Если бы не это плутанье, поутру могли бы мы быть в Костроме, но были только в Нерехте, а в Кострому проехали только в середине дня.
Я был уже сильно истомлен дорогой, потому что нигде не отдыхал; но мне хотелось сделать хоть половину пути, который казался мне бесконечным. Спутники мои мне надоели и опротивели; в голове была какая-то путаница от неизвестности того, что меня ожидает; на сердце горько и одиноко, сны виделись все о свободе, да о бегстве, да о вас,-- а иногда и такие, что просыпался от испуга. С самого отъезда из Петербурга и до Тобольска я вообще был словно растерянный какой и не мог ничего сообразить хорошенько, и все как будто что-то щемило мне сердце. Спать приходилось мне сидя, и это еще более утомляло меня. Протянуть ноги значило только подвергнуть их холоду. И так они у меня беспрестанно зябли, несмотря на толстые и теплые сапоги. Как ни старался я укрывать свои кандалы, они быстро холодели; холодели и кольца, которые как когти охватывали мне ноги, и ноги начинали ныть и тосковать.

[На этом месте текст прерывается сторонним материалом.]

PR #2254, opened 2026-08-17
bugfix: do not build a tokenizer for draft-engine workers.

weizhehuang0827:
## Description

`WorkerImpl::init_model` unconditionally built a tokenizer and asserted it was
non-null, and after init every worker also warmed the JSON-object grammar
(which hard-requires a tokenizer):

```cpp
auto tokenizer = model_loader->tokenizer();
CHECK(tokenizer != nullptr);
...
ensure_json_object_grammar(/*reasoning_enabled=*/false);  // CHECK(tokenizer_ != nullptr)
```

A draft engine is fed token ids and detokenized by the target, so its weights
directory may ship **no** tokenizer files — the DFlash / DSpark draft
checkpoints contain only `config.json` + weights. In that case
`TokenizerFactory` finds no tokenizer args, falls back to the SentencePiece
loader, fails to open a nonexistent `tokenizer.model`, and `LOG(FATAL)` aborts
the worker during init. Even with the tokenizer build skipped, the JSON-grammar
warmup then aborts on the null tokenizer. Either way any multi-process
(worker-server) DFlash / DSpark launch crashes on startup.

This guards both draft-engine paths:
1. Skip building the tokenizer for draft engines (matching the existing
   `if (!is_draft_engine())` guard already used at the engine level).
2. Skip the post-init JSON-grammar warmup for draft engines.

## Why it is safe

The worker tokenizer is used only by the **target** worker:
- vocab-size reconciliation (already inside `if (!is_draft_engine())`), and
- JSON-object grammar (warmup + `restore_json_object_states` /
  `ensure_json_object_grammar`), which only runs when a request carries JSON
  grammar state — a target-only path.

A draft worker keeps `tokenizer_` null and never reaches those uses.

## Test

- DFlash / DSpark multi-process launch (`nnodes >= 2`) previously aborted at
  init — first with `Failed to load SentencePiece model from
  .../tokenizer.model`, then (tokenizer skipped) with `JSON object grammar
  requires a worker tokenizer`. With this change the draft worker initializes
  without a tokenizer and the server comes up.

### DIFF
--- a/xllm/core/runtime/worker_impl.cpp
+++ b/xllm/core/runtime/worker_impl.cpp
@@ -1871,15 +1871,6 @@ bool WorkerImpl::init_model(const std::string& model_weights_path,
 
   auto model_loader = ModelLoader::create(model_weights_path);
   model_weights_path_ = std::move(model_weights_path);
-  // A draft engine is fed token ids and detokenized by the target, so it owns
-  // no tokenizer (its weights dir may not even ship tokenizer files, e.g. the
-  // DFlash / DSpark draft checkpoints). Only the target worker builds one; its
-  // JSON grammar restoration below is target-only and never runs on a draft.
-  std::unique_ptr<Tokenizer> tokenizer;
-  if (!options_.is_draft_engine()) {
-    tokenizer = model_loader->tokenizer();
-    CHECK(tokenizer != nullptr);
-  }
 
   auto args = model_loader->model_args();
   auto quant_args = model_loader->quant_args();
@@ -1887,9 +1878,16 @@ bool WorkerImpl::init_model(const std::string& model_weights_path,
   args.embedding_mode(embedding_mode);
   torch::ScalarType dtype = util::parse_dtype(args.dtype(), device_);
 
-  // Only the target engine reconciles tokenizer and model vocab sizes. Draft
-  // engines do not detokenize output and own no tokenizer.
+  // A draft engine is fed token ids and detokenized by the target, so it owns
+  // no tokenizer (its weights dir may not even ship tokenizer files, e.g. the
+  // DFlash / DSpark draft checkpoints). Only the target worker builds one and
+  // reconciles vocab sizes; its JSON grammar restoration below is target-only
+  // and never runs on a draft.
+  std::unique_ptr<Tokenizer> tokenizer;
   if (!options_.is_draft_engine()) {
+    tokenizer = model_loader->tokenizer();
+    CHECK(tokenizer != nullptr);
+
     const int64_t tokenizer_vocab_size = tokenizer->vocab_size();
     int64_t model_vocab_size = args.vocab_size();
     // use tokenizer vocab size if model vocab size is not set
--- a/xllm/core/runtime/worker_impl.cpp
+++ b/xllm/core/runtime/worker_impl.cpp
@@ -1871,8 +1871,15 @@ bool WorkerImpl::init_model(const std::string& model_weights_path,
 
   auto model_loader = ModelLoader::create(model_weights_path);
   model_weights_path_ = std::move(model_weights_path);
-  auto tokenizer = model_loader->tokenizer();
-  CHECK(tokenizer != nullptr);
+  // A draft engine is fed token ids and detokenized by the target, so it owns
+  // no tokenizer (its weights dir may not even ship tokenizer files, e.g. the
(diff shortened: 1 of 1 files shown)


yinjiawei01 (dismissed):

xllm/core/runtime/worker_impl.cpp
```diff
@@ -1871,8 +1871,15 @@ bool WorkerImpl::init_model(const std::string& model_weights_path,
...
   auto model_loader = ModelLoader::create(model_weights_path);
   model_weights_path_ = std::move(model_weights_path);
-  auto tokenizer = model_loader->tokenizer();
-  CHECK(tokenizer != nullptr);
+  // A draft engine is fed token ids and detokenized by the target, so it owns
+  // no tokenizer (its weights dir may not even ship tokenizer files, e.g. the
+  // DFlash / DSpark draft checkpoints). Only the target worker builds one; its
+  // JSON grammar restoration below is target-only and never runs on a draft.
+  std::unique_ptr<Tokenizer> tokenizer;
+  if (!options_.is_draft_engine()) {
```
ustcfy: This turns "draft engine has no tokenizer" from *incidentally harmless* into a *hard invariant*: after this change a draft worker's `tokenizer_` is always null, so any forward input that reaches this worker carrying a non-empty `json_object_state_snapshots` would now abort in `restore_json_object_states` (`CHECK(tokenizer_ != nullptr)`, worker_impl.cpp:1300) rather than merely skipping a warmup.

Code tracing supports the safety claim — the draft input builder (`speculative_worker_impl.cpp` / specBuilder) only writes token/position/sampling tensors and never populates the JSON grammar fields, and `dflash_worker_impl.cpp` has no `json_object` references. But the forward SHM (de)serialization path is shared by all workers, so whether snapshots ever reach the draft process is ultimately decided by target-side dispatch and can't be fully ruled out statically.

xllm/core/runtime/worker_impl.cpp
```diff
@@ -1881,8 +1888,7 @@ bool WorkerImpl::init_model(const std::string& model_weights_path,
   torch::ScalarType dtype = util::parse_dtype(args.dtype(), device_);
 
   // Only the target engine reconciles tokenizer and model vocab sizes. Draft
-  // engines do not detokenize output, but worker-local JSON grammar state
-  // restoration still requires retaining the tokenizer below.
+  // engines do not detokenize output and own no tokenizer.
   if (!options_.is_draft_engine()) {
```
ustcfy, line 1887: Optional / non-blocking (feel free to ignore for a focused bugfix): this is now the second `if (!options_.is_draft_engine())` in a row, separated only by the tokenizer-independent `args` / `quant_args` / `dtype` setup. Since that setup has no dependency on the tokenizer, hoisting it above the guard lets the two blocks collapse into one — dropping a redundant condition and a duplicated comment:

```cpp
auto args = model_loader->model_args();
auto quant_args = model_loader->quant_args();
const bool embedding_mode = options_.task_type() == "embed";
args.embedding_mode(embedding_mode);
torch::ScalarType dtype = util::parse_dtype(args.dtype(), device_);

// A draft engine is fed token ids and detokenized by the target, so it owns
// no tokenizer (its weights dir may not even ship tokenizer files, e.g. the
// DFlash / DSpark draft checkpoints). Only the target worker builds one and
// reconciles vocab sizes; its JSON grammar restoration below is target-only.
std::unique_ptr<Tokenizer> tokenizer;
if (!options_.is_draft_engine()) {
  tokenizer = model_loader->tokenizer();
  CHECK(tokenizer != nullptr);

  const int64_t tokenizer_vocab_size = tokenizer->vocab_size();
  int64_t model_vocab_size = args.vocab_size();
  if (model_vocab_size <= 0) {
    LOG(WARNING) << "Model vocab size is not set, using tokenizer vocab size: "
                 << tokenizer_vocab_size;
    args.vocab_size(tokenizer_vocab_size);
  } else if (tokenizer_vocab_size > model_vocab_size) {
    LOG(WARNING) << "Unsafe vocab mismatch: tokenizer: "
                 << tokenizer_vocab_size << ", model: " << model_vocab_size;
  }
}
tokenizer_ = std::move(tokenizer);
```

The reorder is behavior-preserving (`args`/`quant_args`/`dtype` don't touch the tokenizer). Purely a readability nit — the current form is fine too.

ustcfy (approved):

yinjiawei01 (approved):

Но мне хотелось ехать скорее, чтобы скорее добраться до места. Я лишь ненадолго остановился в Вятке, чтобы пообедать да написать письмо, которое ты и получила. Хозяйка дома, в котором помещается почта, видя, как я изнеможен, упрашивала меня остаться переночевать, а на ночь сходить попариться в баню. О бане, разумеется, нечего было и думать, потому что я не мог бы снять с себя брюк при узких кольцах кандалов; но и ночевать, несмотря на явное желание и моих провожатых отдохнуть немного, я не хотел остаться. "Доеду хоть до Перми и там отдохну. Все-таки хоть половина первой части дороги будет позади",-- думал я и так и сделал.